If it were possible to run LLMs without a significant investment to GPU prowess, this problem wouldn’t be very relevant. However, the bigger FOSS LLMs require a lot of power to run.
Is there any automated technique (scripts, lookups etc) that can warn a user before the content is posted online? I’m asking this specifically for textual content.
Thanks
I didn’t mention what I wanted clearly enough, so here goes:
I am looking to scan my own posts/comments for stylometry statistics, for the most part, but PII would be nice. I’ll deal with the browser-agent, Cookies, IP etc.
Threat model would likely be to prevent people who might be wanting to link my identity with my online persona. Obviously, the government is excluded since they can just mine the IP from Lemmy mods and get to me. This is someone who is interested in my identity and will use FOSS/some proprietary tools to link my identities
Edit: it seems there are packages available on python and R to parser through text and try to infer identity from stylometric data. I’ll have to look into that, but it seems doable at a basic level.
What sort of opsec mistakes do you have in mind? Something having to do with the content of the post like PII, credentials, credit card numbers, etc? Stylometry data points? Something about how they/you are posting like whether their user agent indicates they’re using an outdated browser?
Also, whose posts are you hoping to scan? Your own? Are you a Lemmy instance runner who wants to warn your users or something?
What’s your threat model? Who are you trying to guard against and what are you trying to keep them from getting from these posts?
Thank you, I should have mentioned my threat model and needs more clearly.

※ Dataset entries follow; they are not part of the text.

Issue #2367, opened 2020-11-16
[EN DateTimeV2] "end of" by itself incorrectly extracted as entity


tellarin:
Cases like "We've reached the end of the line" lead to incorrect output tagging "end of" as a datetime entity.
This should be fixed, along with an analysis of similar situations.

LionbridgeCSII:
@tellarin, I am unable to reproduce this issue (neither in visual studio nor in simple console).

tellarin:
Interesting. Some recent commit may have partially addressed some cases. But if the input is just "end of" I still see it happening in the current /master.

LionbridgeCSII:
> Interesting. Some recent commit may have partially addressed some cases. But if the input is just "end of" or "end of the" I still see it happening in the current /master.

ah yes, it is true. I will check it after finishing #2371.

tellarin:
Please also add the 3 cases listed here as new specs, just to avoid regressions later. Thanks.

PR #2387, opened 2020-12-03
[EN DateTimeV2] Fixed "end of" by itself incorrectly extracted as entity (#2367)

LionbridgeCSII:
Fix to issue #2367.


.NET/Microsoft.Recognizers.Text.DateTime/Extractors/BaseDateTimeExtractor.cs
```diff
@@ -307,19 +306,6 @@ public List<Token> SpecialTimeOfDate(string text, DateObject reference)
             return ret;
         }
 
-        // Special case for 'the end of today'
-        public List<Token> SpecialTimeOfDay(string text, DateObject reference)
-        {
-            var ret = new List<Token>();
-            var match = this.config.SpecificEndOfRegex.Match(text);
```
tellarin, line 314: I guess this regex is now references somewhere else?

tellarin (approved):

.NET/Microsoft.Recognizers.Text.DateTime/Extractors/BaseDateTimeExtractor.cs
LionbridgeCSII: yes, it is used in the method SpecialTimeOfDate which correctly extracts pattern like "the end of today".

Issue #2374, opened 2020-11-17
[DE DateTimeV2] Terms about years (last year, this year) are not recognized with values.


rostam:
**Describe the bug**
The expressions "letztes Jahr", "letzten Jahr", "letzte Jahr", "dieses Jahr", "diesen Jahr", "diesem Jahr", "diese Jahr"  produce wrong results and the expressions "vorletztes Jahr", "vorletzten Jahr", "vorletztem Jahr"  are not recognized at all. 

```
         {
            "entity": "... letzten jahr",
            "type": "builtin.datetimeV2.date",
            "startIndex": 26,
            "endIndex": 37,
            "resolution": {
                "values": [
                    {
                        "timex": "XXXX-00-00",
                        "type": "date",
                        "value": "not resolved"
                    }
                ]
            },
            "role": ""
        }
```

**To Reproduce**
1. Go to LUIS
2. Type any of the give expressions

**Expected behavior**
The results should be as follows,
- "letztes Jahr", "letzten Jahr", "letzte Jahr" -> last year
- "dieses Jahr", "diesen Jahr", "diesem Jahr", "diese Jahr" -> this year
- "vorletztes Jahr", "vorletzten Jahr", "vorletztem Jahr" -> two years ago

**Sample input/output**
As applicable, add examples of text input and json output to help explain the problem.

**Platform (please complete the following information):**
 - Platform: .NET
 - Environment: LUIS
 - Version of package: Last version

**Additional context**

tellarin:
@LionbridgeCSII, please add this one in the stack. Thanks.

PR #2388, opened 2020-12-03
[DE DateTimeV2] Fixed terms about years (last year, this year) not recognized correctly (#2374)

LionbridgeCSII:
Fix to issue #2374.
One test case moved from DateExtractor to DateTimeModel because it does not seem to represent a date: "Ich komme nächstes Jahr wieder." (I'll come again next year)

### DIFF
--- a/.NET/Microsoft.Recognizers.Definitions.Common/German/DateTimeDefinitions.cs
+++ b/.NET/Microsoft.Recognizers.Definitions.Common/German/DateTimeDefinitions.cs
@@ -25,7 +25,7 @@ namespace Microsoft.Recognizers.Definitions.German
       public const bool CheckBothBeforeAfter = false;
       public const string TillRegex = @"(?<till>zu|bis\s*zum|zum|bis|bis\s*hin(\s*zum)?|--|-|—|——)";
       public const string RangeConnectorRegex = @"(?<and>und|--|-|—|——)";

I am looking to scan my own posts/comments for stylometry statistics, for the most part, but PII would be nice. I’ll deal with the browser-agent, Cookies, IP etc.
Threat model would likely be to prevent people who might be wanting to link my identity with my online persona. Obviously, the government is excluded since they can just mine the IP from Lemmy mods and get to me. This is someone who is interested in my identity and will use FOSS/some proprietary tools to link my identities
I believe Umbrella app kinda has something you want
deleted by creator
you want to do scans before the content is posted? or you want to scan existing content online that you posted?
you could self-host LanguageTool for paraphrasing capability, which would vastly reduce stylometry correlations
Thank you, I’ll take a look! That’s a great idea!